Saturday, October 16, 1999
Inland river cruises evoke Twain's era
New boats help meet demand
BY JOHN ECKBERG
The Cincinnati Enquirer
The popularity of Tall Stacks '99 reinforces what Scott Young already knew by looking at the bottom line of his New Orleans-based Delta Queen Steamboat Co.
The president of America's largest inland cruise ship company thinks the thousands of Tristate visitors on the riverfront this weekend are evidence that most consumers have a deep yearning to connect with the past.
It's all about Americana, Mr. Young said aboard a Delta Queen hospitality cruise on Friday morning. It takes people back to an America from another century. We sell memories.
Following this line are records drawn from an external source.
PR #534, opened 2019-06-03
oboe: prevent onError callback from causing an assert

### LINKED ISSUE #519: crash report on abort in AudioStreamAAudio::onErrorInThread
I have noticed a crash report on our App from google play store, that reports an abort in 
AudioStreamAAudio::onErrorInThread. ( Huawei HUAWEI Y9 2019 (HWJKM-H), Android 8.1)
due to the `assert(stream == mAAudioStream.load());`
I suppose this is due to some Thread timing or not locked issue ( stream already closed before..) ?
but isn't there a none crashing way to deal with this in the mean time ?

philburk:
There was a race that could be caused by multiple onErrorCallbacks.
There should only be one callback.
We now check to make sure that only the first callback is handled.

Fixes #519

### DIFF
--- a/include/oboe/AudioStream.h
+++ b/include/oboe/AudioStream.h
@@ -381,7 +381,9 @@ protected:
      * These were bugs in some versions of Android that caused multiple error callbacks.
      * Internal bug b/63087953
      *
-     * @return true if the error callback was already called, otherwise false
+     * Calling this sets an atomic<bool> true and returns the previous value.
+     *
+     * @return false on first call, true on subsequent calls
      */
     bool wasErrorCallbackCalled() {
         return mErrorCallbackCalled.exchange(true);
--- a/include/oboe/AudioStream.h
+++ b/include/oboe/AudioStream.h
@@ -374,6 +374,17 @@ public:
      */
     void launchStopThread();
 
+    /**
+     * This can be called to prevent handling more than one error callback from a stream.
+     * These were bugs in some versions of Android that caused multiple error callbacks.
+     * Internal bug b/63087953
+     *
+     * @return true if the error callback was already called, otherwise false
+     */
+    bool wasErrorCallbackCalled() {
+        return mErrorCallbackCalled.exchange(true);
+    }
+
 protected:
 
     /**
@@ -453,7 +464,8 @@ protected:
 private:
     int                  mPreviousScheduler = -1;
 
-    std::atomic<bool>    mDataCallbackEnabled{};
+    std::atomic<bool>    mDataCallbackEnabled{false};
+    std::atomic<bool>    mErrorCallbackCalled{false};
 
 };
 
--- a/include/oboe/AudioStream.h
+++ b/include/oboe/AudioStream.h
@@ -374,8 +374,10 @@ public:
      */
     void launchStopThread();
 
+protected:
+
     /**
-     * This can be called to prevent handling more than one error callback from a stream.
+     * This is used to detect more than one error callback from a stream.
      * These were bugs in some versions of Android that caused multiple error callbacks.
      * Internal bug b/63087953
      *
@@ -384,8 +386,6 @@ public:
     bool wasErrorCallbackCalled() {
         return mErrorCallbackCalled.exchange(true);
     }
-
-protected:
 
     /**
      * Wait for a transition from one state to another.
--- a/src/aaudio/AudioStreamAAudio.cpp
+++ b/src/aaudio/AudioStreamAAudio.cpp
@@ -71,28 +71,6 @@ static void oboe_aaudio_error_thread_proc(AudioStreamAAudio *oboeStream,
     LOGD("%s() - exiting <<<<<<<<<<<<<<<<<<<<<<<<<<<<<<<<<<", __func__);
 }
 
-// 'C' wrapper for the error callback method.
-// Launch a thread to handle the error.
-// That other thread can safely stop, close and delete the stream.
-static void oboe_aaudio_error_callback_proc(
-        AAudioStream *stream,
-        void *userData,
-        aaudio_result_t error) {
-    AudioStreamAAudio *oboeStream = reinterpret_cast<AudioStreamAAudio*>(userData);
-    if (oboeStream == nullptr) {
-        LOGE("%s() oboeStream is NULL!", __func__);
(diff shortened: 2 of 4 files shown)


src/aaudio/AudioStreamAAudio.cpp
```diff
@@ -95,6 +90,28 @@ bool AudioStreamAAudio::isSupported() {
...
 
+// Static 'C' wrapper for the error callback method.
+// Launch a thread to handle the error.
+// That other thread can safely stop, close and delete the stream.
+void AudioStreamAAudio::internalErrorCallback(
+        AAudioStream *stream,
+        void *userData,
+        aaudio_result_t error) {
+    AudioStreamAAudio *oboeStream = reinterpret_cast<AudioStreamAAudio*>(userData);
+    if (oboeStream == nullptr) {
```
philburk: Remove NULL check.
Add comment about error callbacks not getting called after stopped and closed.

milos-pesic-sc:
The change looks perfect to me! Thanks for sorting it out quickly. Looking back at number of occurrences  of the crash in `onErrorInThread` we experienced so far - it is very unlikely that we have that many crashes caused by stream disconnected errors at the same time as we close the stream in preparation for opening a new one (i.e in response to user changing track). But double error reporting could explain it. I would also be interesting in measuring how many times these unexpected scenarios -  happen in the field. What do you think about the idea of exposing some kind of optional reporting/analytics callback on library level - where these unexpected scenarios could be reported to library consumers - so that we can log them as events to our remote tracking systems (i.e Firebase) and get more detailed information for debugging?

include/oboe/AudioStream.h
```diff
@@ -376,6 +376,17 @@ class AudioStream : public AudioStreamBase {
...
 protected:
 
+    /**
+     * This is used to detect more than one error callback from a stream.
+     * These were bugs in some versions of Android that caused multiple error callbacks.
+     * Internal bug b/63087953
+     *
+     * @return true if the error callback was already called, otherwise false
+     */
+    bool wasErrorCallbackCalled() {
```
atneya: Document that this method is also what is responsible for setting the atomic bool

src/aaudio/AudioStreamAAudio.cpp
```diff
@@ -54,26 +54,21 @@ static aaudio_data_callback_result_t oboe_aaudio_data_callback_proc(
...
-        AAudioStream *stream,
-        void *userData,
-        aaudio_result_t error) {
-
-    AudioStreamAAudio *oboeStream = reinterpret_cast<AudioStreamAAudio*>(userData);
-    if (oboeStream != NULL) {
-        // Handle error on a separate thread
-        std::thread t(oboe_aaudio_error_thread_proc, oboeStream, stream, static_cast<Result>(error));
-        t.detach();
+    oboeStream->close();
```
atneya: We should add more documentation on what can and cannot be queried both before and after the stream is closed.

atneya: For example not deleting stream in onErrorBeforeClose

src/aaudio/AudioStreamAAudio.cpp
```diff
@@ -54,26 +54,21 @@ static aaudio_data_callback_result_t oboe_aaudio_data_callback_proc(
     }
 }
 
+// This runs in its own thread.
```
atneya: Note that this method can only be called once

src/aaudio/AudioStreamAAudio.cpp
```diff
@@ -95,6 +90,28 @@ bool AudioStreamAAudio::isSupported() {
...
+        AAudioStream *stream,
+        void *userData,
+        aaudio_result_t error) {
+    AudioStreamAAudio *oboeStream = reinterpret_cast<AudioStreamAAudio*>(userData);
+    if (oboeStream == nullptr) {
+        LOGE("%s() oboeStream is NULL!", __func__);
+    } else if (oboeStream->wasErrorCallbackCalled()) { // block double error callbacks
+        LOGE("%s() multiple error callbacks called!", __func__);
+    } else if (stream != oboeStream->getUnderlyingStream()) {
+        LOGD("%s() stream already closed", __func__);
```
atneya: Can this ever happen (since the underlying stream is the only think that should make this callback)?

include/oboe/AudioStream.h
```diff
@@ -453,7 +464,8 @@ class AudioStream : public AudioStreamBase {
 private:
     int                  mPreviousScheduler = -1;
 
-    std::atomic<bool>    mDataCallbackEnabled{};
+    std::atomic<bool>    mDataCallbackEnabled{false};
+    std::atomic<bool>    mErrorCallbackCalled{false};
```
atneya: Do we need to make this atomic? The only time it is mutated is `internalErrorCallback` which is only called by the underlying stream. As such, there should not be any thread safety issues, and it could be replaced with a standard bool without incurring the performance penalty of an atomic operation in a callback method (which blocks close etc.)

philburk: A lot of Oboe is about trying to protect against bugs in AudioFlinger. It is possible that more than one thread from the stream could call the error callback. The old bug was a race condition that was crashing millions of devices. I want to be very certain there will be no race this time. Plus atomic bool is very fast and this error callback only happens one (or twice). So performance is not an issue.

philburk:
> What do you think about the idea of exposing some kind of optional reporting/analytics callback on library level?

I would be interested in that. Please file a separate Issue with more details so we can track it.

include/oboe/AudioStream.h
philburk: Done.

src/aaudio/AudioStreamAAudio.cpp
philburk: The docs for queries allowed after close should be another PR.
I warned users now not to delete in this method.

src/aaudio/AudioStreamAAudio.cpp
philburk: This was what caused the assert in the old code. If it happens again then this will help us debug the problem.

src/aaudio/AudioStreamAAudio.cpp
atneya: Opened issue #536

PR #544, opened 2019-06-11
Deprecating old getTimestamp method. Fixes #478

### LINKED ISSUE #478: One of the two getTimestamp()methods is not in the documentation
virtual Result getTimestamp(clockid_t clockId,
                                int64_t *framePosition,
                                int64_t *timeNanoseconds)

is in the doxygen docs, but I stumbled upon 

virtual ResultWithValue<FrameTimestamp> getTimestamp(clockid_t clockId)

in a code example and couldn't find it in the docs.

atneya:


philburk:
The "Fixes #478" needs to be in a comment, maybe a commit message, in order for GitHub to recognize it. Putting it in the title is good but not enough.

PR #553, opened 2019-06-17
tests: make sure OpenSL ES rejects bad formats

philburk:


tests/testStreamOpen.cpp
```diff
@@ -85,14 +85,39 @@ TEST_F(StreamOpen, OutputForOpenSLESPerformanceModeShouldBeNone){
...
 	ASSERT_EQ((int)mStream->getPerformanceMode(), (int)PerformanceMode::None);
     closeStream();
 }
+
+TEST_F(StreamOpen, ForOpenSlesIllegalFormatRejectedOutput) {
+    mBuilder.setAudioApi(AudioApi::OpenSLES);
+    mBuilder.setPerformanceMode(PerformanceMode::LowLatency);
+    mBuilder.setFormat(static_cast<AudioFormat>(666));
+    Result r = mBuilder.openStream(&mStream);
+    EXPECT_NE(r, Result::OK) << "Should not open stream " << convertToText(r);
```
dturner: Wouldn't it be better to check for `oboe::Result::ErrorInvalidFormat`?

tests/testStreamOpen.cpp
```diff
@@ -85,14 +85,39 @@ TEST_F(StreamOpen, OutputForOpenSLESPerformanceModeShouldBeNone){
...
+    }
+}
+
+TEST_F(StreamOpen, ForOpenSlesIllegalFormatRejectedInput) {
+    mBuilder.setAudioApi(AudioApi::OpenSLES);
+    mBuilder.setPerformanceMode(PerformanceMode::LowLatency);
+    mBuilder.setDirection(Direction::Input);
+    mBuilder.setFormat(static_cast<AudioFormat>(666));
+    Result r = mBuilder.openStream(&mStream);
+    EXPECT_NE(r, Result::OK) << "Should not open stream " << convertToText(r);
```
dturner: Wouldn't it be better to check for `oboe::Result::ErrorInvalidFormat`?

tests/testStreamOpen.cpp
philburk: It is currently returning ErrorInternal.  

I think we should add some more general parameter checking to AudioStreamBuilder. That will get called in the open() and return a more suitable error message.

tests/testStreamOpen.cpp
philburk: ditto

philburk:
The rebase and merge is not working because this is too old.
So I will resubmit this on a different branch.

PR #561, opened 2019-06-21
Only load API 28 methods on API 28 and above. Fixes #149

### LINKED ISSUE #149: Errors shown in logcat when creating an audio stream on API < 28
Steps to repro

- Run the megadrone sample on a device running API 27 or lower (I tested on Pixel XL emulator running API 27)
- Open logcat

Expected result

- No errors are shown when creating the audio stream

Actual result

The following errors are shown:

    07-02 16:51:51.247 22866-22866/com.example.oboe.megadrone E/OboeAudio: AAudioLoader could not find AAudioStream_getUsage
    AAudioLoader could not find AAudioStream_getContentType
    AAudioLoader could not find AAudioStream_getInputPreset
    07-02 16:51:51.248 22866-22866/com.example.oboe.megadrone E/OboeAudio: AAudioLoader could not find AAudioStream_getSessionId

Suggest that these errors are only shown if API == 28 and the dlsym operations fail.

dturner:


atneya:
It seems we already have nullchecks for the methods in `AudioStreamAAudio.cpp`: 
https://github.com/google/oboe/blob/44a5a49323a936b511dadada4b89d23c0e90aed3/src/aaudio/AudioStreamAAudio.cpp#L161

What currently happens if those methods are attempted to be loaded on API <28? Are they set to null regardless? If so this check may not be necessary.

philburk:
The existing code is safe as far as having all the right null checks. But it does print an error message that can be disturbing. Since we are trying to eliminate unnecessary error messages this change would be good.

atneya:
Makes sense.

PR #571, opened 2019-07-10
Mark Fifo getters as consts

tguilbert-google:
This addresses some of the comments in #352. It makes
FifoControllerBase's getters consts, and it uses default destructors.


tguilbert-google:
Refreshing CLA check

PR #573, opened 2019-07-11
Use uint32_t for frames and bytes in FifoBuffer

tguilbert-google:
FifoBuffer::convertFramesToBytes() uses signed types, and uses negative
values as a form of error checking.

This CL updates FifoBuffer to used uint32_t when representing frames and
bytes, and changes the error checking to rely on comparisons rather than
negative values.

### DIFF
--- a/src/fifo/FifoBuffer.cpp
+++ b/src/fifo/FifoBuffer.cpp
@@ -80,14 +80,14 @@ FifoBuffer::~FifoBuffer() {
 }
 
 
-int32_t FifoBuffer::convertFramesToBytes(int32_t frames) {
+uint32_t FifoBuffer::convertFramesToBytes(uint32_t frames) {
     return frames * mBytesPerFrame;
 }
 
 int32_t FifoBuffer::read(void *buffer, int32_t numFrames) {
     int32_t framesAvailable = mFifo->getFullFramesAvailable();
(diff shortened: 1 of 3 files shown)


src/fifo/FifoBuffer.cpp
```diff
@@ -99,28 +99,26 @@ int32_t FifoBuffer::read(void *buffer, int32_t numFrames) {
     uint8_t *destination = reinterpret_cast<uint8_t *>(buffer);
     uint8_t *source = &mStorage[convertFramesToBytes(readIndex)];
     if ((readIndex + framesToRead) > mFrameCapacity) {
-        // read in two parts, first part here is at the end of the mStorage buffer
-        uint32_t frames1 = mFrameCapacity - readIndex;
-        int32_t numBytes = convertFramesToBytes(frames1);
-        if (numBytes < 0) {
+        // First, read frames until the end of the mStorage buffer.
+        if(readIndex > mFrameCapacity) {
```
tguilbert-google: It seems like this should never happen, if we trust mFifo to be internally consistent. Should this check still be here?

tguilbert-google:
Thank you for the clarification!

tguilbert-google:
Abandoning these changes

PR #575, opened 2019-07-12
Add atomic increment to FifoControllers

tguilbert-google:
This CL adds an increment counter methods that allow for atomically
incrementing the read/write indexes, rather than geting the current
index, adding to it and setting it.

Also, getFullFramesAvailable() and getEmptyFramesAvailable() now clamp
negative values to 0.

### DIFF
--- a/src/fifo/FifoBuffer.cpp
+++ b/src/fifo/FifoBuffer.cpp
@@ -85,7 +85,7 @@ int32_t FifoBuffer::convertFramesToBytes(int32_t frames) {
 }
 
 int32_t FifoBuffer::read(void *buffer, int32_t numFrames) {
-    uint32_t framesAvailable = mFifo->getFullFramesAvailable();
+    int32_t framesAvailable = mFifo->getFullFramesAvailable();
     int32_t framesToRead = numFrames;
     // Is there enough data in the FIFO
     if (framesToRead > framesAvailable) {
@@ -129,7 +129,7 @@ int32_t FifoBuffer::read(void *buffer, int32_t numFrames) {
 }
 
 int32_t FifoBuffer::write(const void *buffer, int32_t framesToWrite) {
-    uint32_t framesAvailable = mFifo->getEmptyFramesAvailable();
+    int32_t framesAvailable = mFifo->getEmptyFramesAvailable();
     if (framesToWrite > framesAvailable) {
         framesToWrite = framesAvailable;
     }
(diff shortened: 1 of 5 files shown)


src/fifo/FifoController.h
```diff
@@ -32,19 +32,24 @@ class FifoController : public FifoControllerBase
     FifoController(uint32_t bufferSize, uint32_t threshold);
     virtual ~FifoController() = default;
 
-    // TODO review use atomics or memory barriers
```
tguilbert-google: From what I could tell, the current use of memory barriers is adequate to keep mWriteCounter and mReadCounter consistent. However, I don't know if there could be problems in FifoControllerBase::getFullFramesAvailable(), when we access both variables. I can't tell if there is a scenario where two threads would get a different number of frames, that could be prevented by a use of std::memory_order_seq_cst instead. From here (https://en.cppreference.com/w/cpp/atomic/memory_order#Sequentially-consistent_ordering) :
"Sequential ordering may be necessary for multiple producer-multiple consumer situations where all consumers must observe the actions of all producers occurring in the same order."

How many producers/consumers can FifoBuffer have?

tguilbert-google: Useful video:
https://youtu.be/ZQFzMfHIxng?t=3117

philburk: This FIFO has only one reader and one writer.

src/fifo/FifoBuffer.cpp
```diff
@@ -85,7 +85,7 @@ int32_t FifoBuffer::convertFramesToBytes(int32_t frames) {
 }
 
 int32_t FifoBuffer::read(void *buffer, int32_t numFrames) {
-    int32_t framesAvailable = mFifo->getFullFramesAvailable();
+    uint32_t framesAvailable = mFifo->getFullFramesAvailable();
```
philburk: Please do not convert these to unsigned. See comments on https://github.com/google/oboe/pull/573

src/fifo/FifoControllerBase.cpp
```diff
@@ -30,33 +30,34 @@ FifoControllerBase::FifoControllerBase(uint32_t totalFrames, uint32_t threshold)
 {
 }
 
-int32_t FifoControllerBase::getFullFramesAvailable() const {
-    return static_cast<int32_t>(getWriteCounter() - getReadCounter());
+uint32_t FifoControllerBase::getFullFramesAvailable() const {
```
philburk: This value can go negative if there is an underflow! Please do not convert it to signed.

PR #2233, opened 2025-06-24
OboeTester: Enable output effects

robertwu1:
There was a bug where OboeTester never enabled its output effects. This PR adds buttons for output effects in OboeTester

### DIFF
--- a/apps/OboeTester/app/src/main/java/com/mobileer/oboetester/StreamConfigurationView.java
+++ b/apps/OboeTester/app/src/main/java/com/mobileer/oboetester/StreamConfigurationView.java
@@ -729,14 +729,14 @@ public class StreamConfigurationView extends LinearLayout {
     private void onBassBoostCheckBoxChanged(boolean isChecked) {
         if (mBassBoost != null) {
             mBassBoost.setEnabled(isChecked);
-            mBassBoostSeekBar.setEnabled(isChecked);
         }
+        mBassBoostSeekBar.setEnabled(isChecked);
     }
 
     private void onLoudnessEnhancerCheckBoxChanged(boolean isChecked) {
         if (mLoudnessEnhancer != null) {
             mLoudnessEnhancer.setEnabled(isChecked);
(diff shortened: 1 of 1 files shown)


apps/OboeTester/app/src/main/java/com/mobileer/oboetester/StreamConfigurationView.java
```diff
@@ -709,4 +725,18 @@ private void onNoiseSuppressorCheckBoxChanged(boolean isChecked) {
             mNoiseSuppressor.setEnabled(isChecked);
         }
     }
+
+    private void onBassBoostCheckBoxChanged(boolean isChecked) {
+        if (mBassBoost != null) {
+            mBassBoost.setEnabled(isChecked);
+            mBassBoostSeekBar.setEnabled(isChecked);
```
flamme: If `mBassBoost` is null, it is still better to set `mBassBoostSeekBar.setEnabled` for consistency.

apps/OboeTester/app/src/main/java/com/mobileer/oboetester/StreamConfigurationView.java
```diff
@@ -709,4 +725,18 @@ private void onNoiseSuppressorCheckBoxChanged(boolean isChecked) {
...
+        }
+    }
+
+    private void onLoudnessEnhancerCheckBoxChanged(boolean isChecked) {
+        if (mLoudnessEnhancer != null) {
+            mLoudnessEnhancer.setEnabled(isChecked);
+            mLoudnessEnhancerSeekBar.setEnabled(isChecked);
```
flamme: ditto

apps/OboeTester/app/src/main/java/com/mobileer/oboetester/StreamConfigurationView.java
robertwu1: Done!

PR #2234, opened 2025-06-24
AudioWorkloadTest.h: Don't reset the stream pointer on close

robertwu1:
We can reset the stream pointer on open instead as callbacks may be using the pointer.


robertwu1:
abandoning in favor of a different PR

PR #2235, opened 2025-06-26
Workload Tests: Close the audio stream when the activity is closed

robertwu1:
Workload tests leave the stream open even when the activity is closed. This PR fixes that


flamme (commented):
It looks like if the activity is not destroyed, the stream will still be staled and affecting other tests.

robertwu1:
> It looks like if the activity is not destroyed, the stream will still be staled and affecting other tests.

changed to onStop(). Thanks!

flamme (approved):
Please don't forget to update the commit message, it is called from onStop instead of destroy

PR #2236, opened 2025-06-26
Fix mCallbackStatistics race condition in AudioWorkloadTest.h

robertwu1:
We should protect mCallbackStatistics with a mutex. The rest of the variables already are atomic

### DIFF
--- a/apps/OboeTester/app/src/main/cpp/cpu/AudioWorkloadTest.h
+++ b/apps/OboeTester/app/src/main/cpp/cpu/AudioWorkloadTest.h
@@ -26,6 +26,7 @@
 #include <thread>
 #include <vector>
 #include <unistd.h> // For CPU affinity
+#include <mutex> // Added for mutex
 #include "SynthWorkload.h"
 
 /**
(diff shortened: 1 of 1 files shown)


apps/OboeTester/app/src/main/cpp/cpu/AudioWorkloadTest.h
```diff
@@ -148,7 +149,10 @@ class AudioWorkloadTest : oboe::AudioStreamDataCallback {
         mAlternateNumVoices = alternateNumVoices;
         mAlternatingPeriodMs = alternatingPeriodMs;
         mStartTimeMs = 0;
-        mCallbackStatistics.clear();
+        {
+            std::lock_guard<std::mutex> lock(mStatisticsMutex);
```
flamme, line 153: nit, just `std::lock_guard lock<mStatisticsMutex>` should work

flamme (commented):
Looks like some of the data can be protected by the same mutex instead of using atomic that may potentially cause wrong report.

Some other atomic values are not needed to be atomic, such as sample rate, which won't change after opening and only set when opening

apps/OboeTester/app/src/main/cpp/cpu/AudioWorkloadTest.h
robertwu1: every single other mutex in oboe looks like this. Leaving as is

PR #2237, opened 2025-06-26
AudioWorkloadTest: Add locks around the stream

robertwu1:
Add locks around the stream in AudioWorkloadTest

### DIFF
--- a/apps/OboeTester/app/src/main/cpp/cpu/AudioWorkloadTest.h
+++ b/apps/OboeTester/app/src/main/cpp/cpu/AudioWorkloadTest.h
@@ -26,7 +26,7 @@
 #include <thread>
 #include <vector>
 #include <unistd.h> // For CPU affinity
-#include <mutex> // Added for mutex
+#include <mutex>
 #include "SynthWorkload.h"
 
 /**
@@ -393,7 +393,7 @@ private:
     std::atomic<bool> mHearWorkload{false};
     std::atomic<bool> mAdpfWorkloadIncreaseEnabled{false};
 
-    // Mutex to protect mCallbackStatistics
+    // Lock to protect mCallbackStatistics
     std::mutex mStatisticsLock;
     std::vector<CallbackStatus> mCallbackStatistics;
 


apps/OboeTester/app/src/main/cpp/cpu/AudioWorkloadTest.h
```diff
@@ -78,6 +79,11 @@ class AudioWorkloadTest : oboe::AudioStreamDataCallback {
      * @return 0 on success, or a negative Oboe error code on failure.
      */
     int32_t open() {
+        std::lock_guard<std::mutex> lock(mStreamLock);
+        if (mStream) {
+            return 0; // Already open.
```
flamme: Q: why we are not using the oboe error code?

apps/OboeTester/app/src/main/cpp/cpu/AudioWorkloadTest.h
```diff
@@ -143,6 +149,11 @@ class AudioWorkloadTest : oboe::AudioStreamDataCallback {
     int32_t start(int32_t targetDurationMillis, int32_t numBursts, int32_t numVoices,
                   int32_t alternateNumVoices, int32_t alternatingPeriodMs, bool adpfEnabled,
                   bool adpfWorkloadIncreaseEnabled, bool hearWorkload) {
+        bool expected = false;
+        if (!mRunning.compare_exchange_strong(expected, true)) {
```
flamme: I think the `mRunning` should be better protected by the mutex instead of using atomic so that there won't be race between two start request.

apps/OboeTester/app/src/main/cpp/cpu/AudioWorkloadTest.h
```diff
@@ -156,17 +167,25 @@ class AudioWorkloadTest : oboe::AudioStreamDataCallback {
...
-        if (result != oboe::Result::OK) {
-            std::cerr << "Error starting stream: " << oboe::convertToText(result) << std::endl;
-            return static_cast<int32_t>(result);
+
+        {
+            std::lock_guard<std::mutex> lock(mStreamLock);
+            if (!mStream) {
+                mRunning = false;
+                return -EINVAL; // Stream not open
+            }
```
flamme: Shouldn't stream nullability be checked at the beginning of this method?

apps/OboeTester/app/src/main/cpp/cpu/AudioWorkloadTest.h
```diff
@@ -369,6 +404,7 @@ class AudioWorkloadTest : oboe::AudioStreamDataCallback {
     const std::string kTestName = "AudioWorkloadTest";
 
     // Member variables
```
flamme: stale comment?

apps/OboeTester/app/src/main/cpp/cpu/AudioWorkloadTest.h
```diff
@@ -357,7 +392,7 @@ class AudioWorkloadTest : oboe::AudioStreamDataCallback {
         int64_t currentTimeMs = std::chrono::duration_cast<std::chrono::milliseconds>(
                 std::chrono::high_resolution_clock::now().time_since_epoch()).count();
 
-        if (currentTimeMs - mStartTimeMs > mTargetDurationMs) {
+        if (mTargetDurationMs > 0 && (currentTimeMs - mStartTimeMs > mTargetDurationMs)) {
```
flamme: Should it be better to fail to start if target duration is smaller than 0?

apps/OboeTester/app/src/main/cpp/cpu/AudioWorkloadTest.h
```diff
@@ -239,8 +258,15 @@ class AudioWorkloadTest : oboe::AudioStreamDataCallback {
      * @return 0 on success, or a negative Oboe error code on failure.
      */
     int32_t stop() {
-        if (mStream) {
-            oboe::Result result = mStream->stop();
+        mRunning = false; // Cooperatively stop the callback.
+        std::shared_ptr<oboe::AudioStream> stream;
```
flamme: What is the reason of copying `mStream` here?

apps/OboeTester/app/src/main/cpp/cpu/AudioWorkloadTest.h
```diff
@@ -25,8 +25,9 @@
 #include <iostream>
 #include <thread>
 #include <vector>
+#include <cerrno>
```
flamme: There are already places using oboe error code. In that case, why not use oboe error code?

apps/OboeTester/app/src/main/cpp/cpu/AudioWorkloadTest.h
```diff
@@ -251,12 +277,17 @@ class AudioWorkloadTest : oboe::AudioStreamDataCallback {
 
     /**
      * @brief Closes the audio stream.
-     * @return 0 on success, or a negative Oboe error code on failure.
-     */
+     * @return 0 on success, or a negative Oboe error code on failure. */
     int32_t close() {
-        if (mStream) {
-            oboe::Result result = mStream->close();
+        stop(); // Ensure stream is stopped before closing.
```
flamme: Isn't close will always stop? What is more, there is not lock to guaranteed the stream is stopped after calling `stop`. `start` can always be called after calling `stop`

robertwu1: Addressed all comments by adding a new lock that covers all functions that affect the stream

flamme (approved):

We sell history.
People like that we have an all-American crew, and we wave that flag a lot.
People are willing to pay for the experience, too, averaging $260 per night per passenger.
In the early 1990s, the company recognized that demand for inland river cruises had far outpaced the supply of cabins cruises were at 98 percent capacity so it committed $68 million to build the 436-berth American Queen.
It increased the company's overnight inland cruise capacity by 70 percent when the American Queen was launched in 1995, but revenues did not fall as a result.
We were able to absorb that capacity and still keep our occupancy rate at 90 percent, he said.
Company research indicates that the traditional customer has grown weary of Caribbean cruises and is looking for an enhanced vacation experience.
They are tired of cruising on a "big white ship' and are looking for something different, he said.
Rather than bringing more customers to the company's Ohio and Mississippi river cruises, the firm plans to bring the cruise ships to the customers.
Ocean-worthy ships are under construction in Jacksonville, Fla., to offer plantation cruises along the Georgia and South Carolina coasts. Other ships will sail from Boston, New York and Portland, Maine.
Yet another line will operate on the Columbia River on the Washington and Oregon border, he said.